Distributions for the e \(\nu \)jj and \(\mu \nu \)jj channels are similarly shown for the W and \(t\bar{t}\) CRs in Figs. 4 and  5, respectively. The \(E_{\mathrm {T}}^{\mathrm {miss}}\) and \(m_{\mathrm {T}}\) spectra are shown in Fig. 4, while the \(m_{jj}\) and \(m_{\mathrm {T}}\) spectra are shown in Fig. 5. The data and the predictions in the various CRs are in agreement within uncertainties (described in Sect. 8) following the reweighting of the Sherpa 2.2.1 predictions for \(Z/\gamma ^*{+}\)jets and \(W{+}\)jets processes. After the reweighting, the overall normalisation of the simulation is in very good agreement with the data in the \(V{+}\)jets CRs.

Fig. 3

Distributions of \(m_{\mathrm {LQ}}^{\mathrm {min}}\) and \(m_{\mathrm {\ell \ell }}\) in the Z CR for the eejj (top) and \(\mu \mu \)jj (bottom) channels. Data are shown together with background contributions corresponding to \(t\bar{t}\), diboson (VV), \(Z \rightarrow ee\), \(Z \rightarrow \mu \mu \), single-top (tW) processes, and fake electrons. The background distributions are cumulatively stacked. The bottom panels show the ratio of data to expected background. The grey hatched band represents the total uncertainty. A reweighting as a function of \(m_{jj}\) is applied to the \(Z{+}\)jets simulation. The other MC predictions are not reweighted

Fig. 4

Distributions of \(E_{\mathrm {T}}^{\mathrm {miss}}\) and \(m_{\mathrm {T}}\) in the W CR for the e \(\nu \)jj (top) and \(\mu \nu \)jj (bottom) channels. Data are shown together with background contributions corresponding to \(t\bar{t}\), diboson (VV), \(Z\rightarrow ee\), \(Z\rightarrow \mu \mu \), \(W\rightarrow \mu \nu \), \(W\rightarrow e\nu \), \(W\rightarrow \tau \nu \), single-top production (tW, tq) processes, and fake electrons. The background distributions are cumulatively stacked. The bottom panels show the ratio of data to expected background. The grey hatched band represents the total uncertainty. A reweighting as a function of \(m_{jj}\) is applied to the \(W{+}\)jets and \(Z{+}\)jets simulation. The other MC predictions are not reweighted

Fig. 5

Distributions of \(m_{jj}\) and \(m_{\mathrm {T}}\) in the \(t\bar{t}\) CR for the e \(\nu \)jj (top) and \(\mu \nu \)jj (bottom) channels. Data are shown together with background contributions corresponding to \(t\bar{t}\)  diboson (VV), \(Z\rightarrow ee\), \(Z\rightarrow \mu \mu \), \(W\rightarrow \mu \nu \), \(W\rightarrow e\nu \) \(W\rightarrow \tau \nu \), single-top production (tW, tq) processes, and fake electrons. The background distributions are cumulatively stacked. The bottom panels show the ratio of data to expected background. The grey hatched band represents the total uncertainty. A reweighting as a function of \(m_{jj}\) is applied to the \(Z{+}\)jets and \(W{+}\)jets simulations. The other MC predictions are not reweighted

6 Extraction of particle-level cross-sections from the measurement regions

Measurements of the particle-level fiducial and differential cross-sections are made in several regions related to the search CRs described in the previous section. These measurement regions (MRs) correspond to kinematic regions where new physics signals have already been excluded. They are chosen because several searches with related final states use similar selections for their CRs (see for example Ref. [38]).
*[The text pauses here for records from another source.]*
PR #2483, opened 2018-01-16
allow plugins to hook into access-control

grosser:


grosser:
@dragonfax 
/cc @jonmoter

grosser:
@dragonfax

PR #2484, opened 2018-01-19
hide cluttered mass-rollout UI

grosser:
very few people use this, so better hide it ...

before:
screen shot 2018-01-19 at 1 37 25 pm

after:

screen shot 2018-01-19 at 1 36 59 pm

screen shot 2018-01-19 at 1 37 04 pm


grosser:
@dragonfax

PR #2485, opened 2018-01-19
extract mass-rollout controller

grosser:
@dragonfax


grosser:
also adding
screen shot 2018-01-19 at 2 31 58 pm

because I did not figure out how to use it :)

PR #2488, opened 2018-01-22
make default seeds include kubernetes

grosser:
- allow plugins to seed
 - make kubernetes work out of the box with docker-for-mac (needs edge atm)
 - fix kubernetes deploys not working in development mode since classes are not defined


grosser:
@jonmoter @dragonfax @zenoaken

PR #2492, opened 2018-01-24
Optional Feature: require admin for prod (un)lock.

jgoerz:
- When set, will require admin role for (un)locking stages with production attribute set.
- All other locking is unchanged.

/cc @zendesk/samson

### Tasks
 - [ ] :+1: from team

### References
 - Jira link:

### Risks
- Level: Low/Med/High

### DIFF
--- a/.env.example
+++ b/.env.example
@@ -173,3 +173,6 @@ PERIODICAL=stop_expired_deploys:60,remove_expired_locks:60,report_system_stats:6
 # GCLOUD_OPTIONS=--verbose    # optional, options
 # GCLOUD_PROJECT=foo-123
 # GCLOUD_ACCOUNT=my-account
+
+## Feature: Only admins can (un)lock stages which affect production.
+# PRODUCTION_STAGE_LOCK_REQUIRES_ADMIN=1
--- a/app/controllers/concerns/current_stage.rb
+++ b/app/controllers/concerns/current_stage.rb
@@ -1,0 +1,23 @@
+# frozen_string_literal: true
+module CurrentStage
+  extend ActiveSupport::Concern
+
+  included do
+    before_action :require_stage
+    helper_method :current_stage
+  end
+
+  def current_stage
+    @stage
+  end
+
+  protected
+
+  def require_stage
+    if current_project
+      query = Stage.where(project_id: current_project.id)
+      stage_param = params[:stage_id] || params[:id]
+      @stage = query.find_by_param!(stage_param) if stage_param
+    end
+  end
+end
--- a/app/controllers/concerns/current_stage.rb
+++ b/app/controllers/concerns/current_stage.rb
@@ -14,10 +14,8 @@ module CurrentStage
   protected
 
   def require_stage
-    if current_project
-      query = Stage.where(project_id: current_project.id)
-      stage_param = params[:stage_id] || params[:id]
-      @stage = query.find_by_param!(stage_param) if stage_param
-    end
+    return unless current_project
+    return unless stage_param = params[:stage_id] || params[:id]
+    @stage = Stage.where(project_id: current_project.id).find_by_param!(stage_param)
   end
 end
--- a/app/controllers/concerns/current_user.rb
+++ b/app/controllers/concerns/current_user.rb
@@ -66,7 +66,11 @@ module CurrentUser
   end
 
   def can?(action, resource_namespace, scope = nil)
-    scope ||= current_project if respond_to?(:current_project)
+    scope ||= if resource_namespace == :locks
+      try(:current_stage)
+    else
+      try(:current_project)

6.1 Particle-level objects

In order to extract fiducial and differential cross-sections in the MRs, particle-level object selections are defined, and chosen to be as close as possible to their detector-level counterparts described in Sect. 4.

Prompt dressed³ particle-level electrons and muons are used to define the fiducial region. They are required to have \(p_{\mathrm {T}}>40{\mathrm {\ GeV}}\) and \(|\eta |<2.5\).

Particle-level jets are formed by clustering stable⁴ particles using the anti-\(k_t\) (\(R=0.4\)) algorithm [74], excluding muons and neutrinos. Particle-level jets are required to have \(p_{\mathrm {T}}>60{\mathrm {\ GeV}}\) and \(|\eta |<2.5\). The electrons used in the jet clustering are not dressed. To match the requirements of the detector-level jet-lepton ambiguity resolution procedure, any particle-level leptons within \(\Delta R <0.4\) from a selected jet are removed.

Table 2 Requirements at particle-level for all measurement regions (MRs) where particle-level differential cross-sections are extracted. The purity refers to the proportion of the particle-level yield of the MR which is accounted for by the dominant process. The variable \(S_{T}\) refers to the scalar sum of the \(p_{\mathrm {T}}\) of the jets and leptons

6.2 Measurement region definitions

The first two MRs are identical to the eejj and \(\mu \mu \)jj Z CRs described in Table 1. The third is an \(e\mu \)jj region where the leptons are required to have different flavours, and no requirement on the dilepton mass is applied. Finally, three additional regions are defined as for the eejj, \(\mu \mu \)jj and \(e\mu \)jj MRs, and labelled as extreme with the additional requirement that the scalar sum of the \(p_{\mathrm {T}}\) of the leptons and the two leading jets (\(S_{\mathrm {T}}\)) be above 600 GeV. The requirements for events entering all MRs are summarised in Table 2.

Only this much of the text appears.